I installed the SLP 421 tune and now the throttle response is better. I have a K&N drop in filter, h-pipe, and flowmaster 44's now. From what I have read, headers will help the most...that will be my next install.


----------



## deaner17 (Sep 3, 2008)

jday240 said:


> Unnamed Vendor
> •	Pacesetter Longtube Headers $369.99
> •	Pacesetter Catless Mids $124.99
> •	TCI 25% Underdrive Pulley $169.99**
> ...


can you please PM me the NON vendor for the LT's?


----------



## jpalamar (Jul 22, 2008)

SLP is so over priced. You can do so much more for that much money.


----------



## LOWET (Oct 21, 2007)

spaceball 1 said:


> I am looking at buying the SLP bobcat 421 package to help wake up the car a little and was curious is anybody was a similar setup (catback, programer, thermostat, filter) and if it is a good package. Also how loud are the lm1 without headers.

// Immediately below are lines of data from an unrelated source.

PR #2088, opened 2026-02-26
fix(quota): scan both tmux sockets to find all sessions

seanbearden:
## Summary

- **Quota scan/rotate missed sessions on the default socket** — `InitRegistry` sets the tmux socket to the town name (`-L gt`), but crew sessions created before per-town socket isolation live on the system default socket. The scanner only found sessions on one socket, missing rate-limited sessions on the other.
- **Introduced `multiSocketClient`** — aggregates sessions from both the town socket and the system default socket, deduplicating by session name. Each session's operations (CapturePane, GetEnvironment, IsIdle, rotation) target the correct socket.
- **Non-restartable sessions** — `executeKeychainRotation` now gracefully skips sessions without a restart command instead of failing the entire rotation batch.

## Root Cause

Heard from a few people about their 421 package. They were happy with the outcome. But they also said the package was over priced


----------



## svede1212 (Nov 1, 2005)

Aramz06 said:


> You really need to provide some evidence to backup your opinion.


i've never seen any evidence that a catback, thermostat and filter did much of anything on a stockish car. a good set of headers (even SLPs ) and a tune will give great sound and blow away a "package" car with fender badges every trip of the train.


----------